Two follow ups on the nice Pew chart of many federal laws that expire at year-end.
First, commenter rjs reminds us that “the whole [darn] [continuing resolution] expires Friday.” In short, almost all discretionary agencies of the federal government run out of money at the end of the week. The one exception? Agriculture, whose 2012 appropriations managed to get enacted as part of the last continuing resolution. (Track the status of appropriations bill here.) Another CR will, I presume, pass later this week.

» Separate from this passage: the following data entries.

PR #1265, opened 2019-04-14
2019 04 14 binary building script

thedavidmeister:
## PR summary

This brings the binary production component of the openssl work that was done for @samrose back into develop.

- adds `hc-build-release-artifacts` to nix
  - everything is compiled for `${linux-release-target}` aka `x86_64-unknown-linux-gnu`
  - builds node conductor for node 8.x
  - builds cli
  - builds rust conductor
- everything is built into `/dist`
- the tarballs no longer extract to a subdirectory as per https://github.com/holochain/holochain-rust/issues/1275

## testing/benchmarking notes

## followups

- plug all this into the travis file so that it uses these commands to builds linux artifacts
- handle other versions of node for the node conductor
- build scripts for other operating systems

## changelog


shell.nix
```diff
@@ -619,6 +621,37 @@ All binaries are for 64-bit operating systems.
...
+  build-release-artifact = path:
+  ''
+   export artifact_name=`sed "s/unknown/generic/g" <<< "${path}-${core-version}-${linux-release-target}"`
+   echo
+   echo "building $artifact_name..."
+   echo
+
+   CARGO_INCREMENTAL=0 cargo rustc --manifest-path ${path}/Cargo.toml --target ${linux-release-target} --release -- -C lto
+   mkdir -p dist/$artifact_name
+   cp target/${linux-release-target}/release/hc ${path}/LICENSE ${path}/README.md dist/$artifact_name
```
Connoropolous: @samrose experienced an issue, that we traced back to this line, and the fact that the `cp` command hardcodes `hc` into the path, when it also needs to accomodate `holochain` for the conductor binary. @thedavidmeister we are hoping you'll use your nix foo to resolve. 

Nevertheless, we got Sam unblocked by just changing the line by hand, to get the binaries built out

thedavidmeister: yes yes i have a solution i will push it sometime today

shell.nix
```diff
@@ -643,6 +685,9 @@ stdenv.mkDerivation rec {
     # for openssl static installation
     perl
 
+    # for openssl static installation
+    perl
+
```
maackle: duplicate?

Second, reader JP points us to a new report by the Committee for a Responsible Federal Budget about the expiring provisions. They found a few more (e.g., some additional Medicare ones) and then toted up the costs for one-year extensions and ten-year extensions (except for the payroll tax cut and extended unemployment benefits):
The presentation in this figure is rather strange, but after a little effort I figured out what they were trying to do.
At first glance, one might be tempted to conclude that, for example, the extension of “Subpart F For Active Financing Income” would actually *raise* $70 billion of revenue rather than be a revenue cost. It appears the list of indented and italicized items is an attempt to summarize the “Tax Extenders” even though the total tax extenders is $360 and the itemization is $355 (and even though the right hand column does not foot if one literally adds all the numbers, positive and negative) but, at the end of the day, I get it.